--- INFORMATION PROVIDED Enclosed Below ---

PR #9110, opened 2022-11-05
xml: improve bytes types

JelleZijlstra:


stdlib/xml/dom/expatbuilder.pyi
```diff
@@ -30,8 +30,8 @@ class ExpatBuilder:
     def getParser(self): ...
     def reset(self) -> None: ...
     def install(self, parser) -> None: ...
-    def parseFile(self, file) -> Document: ...
-    def parseString(self, string: str) -> Document: ...
+    def parseFile(self, file: str | SupportsRead[ReadableBuffer | str]) -> Document: ...
```
hauntsaninja, line 33:
```suggestion
    def parseFile(self, file: SupportsRead[ReadableBuffer | str]) -> Document: ...
```
I don't think this can be str

stdlib/xml/etree/ElementTree.pyi
```diff
@@ -313,9 +313,11 @@ class TreeBuilder:
         def __init__(self, element_factory: _ElementFactory | None = ...) -> None: ...
 
     def close(self) -> Element: ...
-    def data(self, __data: str | bytes) -> None: ...
-    def start(self, __tag: str | bytes, __attrs: dict[str | bytes, str | bytes]) -> Element: ...
-    def end(self, __tag: str | bytes) -> Element: ...
+    def data(self, __data: str) -> None: ...
+    # tag and attrs are passed to the element_factory, so they could be anything
+    # depending on what the particular factory supports.
+    def start(self, __tag: Any, __attrs: dict[Any, Any]) -> Element: ...
```
hauntsaninja, line 319: might be worth keeping the comment, but only changing the type if someone actually complains?

stdlib/xml/dom/expatbuilder.pyi
JelleZijlstra: You're right, it does `file.read`.

stdlib/xml/etree/ElementTree.pyi
JelleZijlstra: The existing type is pretty hard to achieve due to invariance, so I'd rather not keep it.

hauntsaninja (approved):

--- End of Enclosed INFORMATION PROVIDED ---

ACTIVITY >> Copy each line in the listing where "data" appears.

EXERCISE RESPONSE >>
-    def data(self, __data: str | bytes) -> None: ...
+    def data(self, __data: str) -> None: ...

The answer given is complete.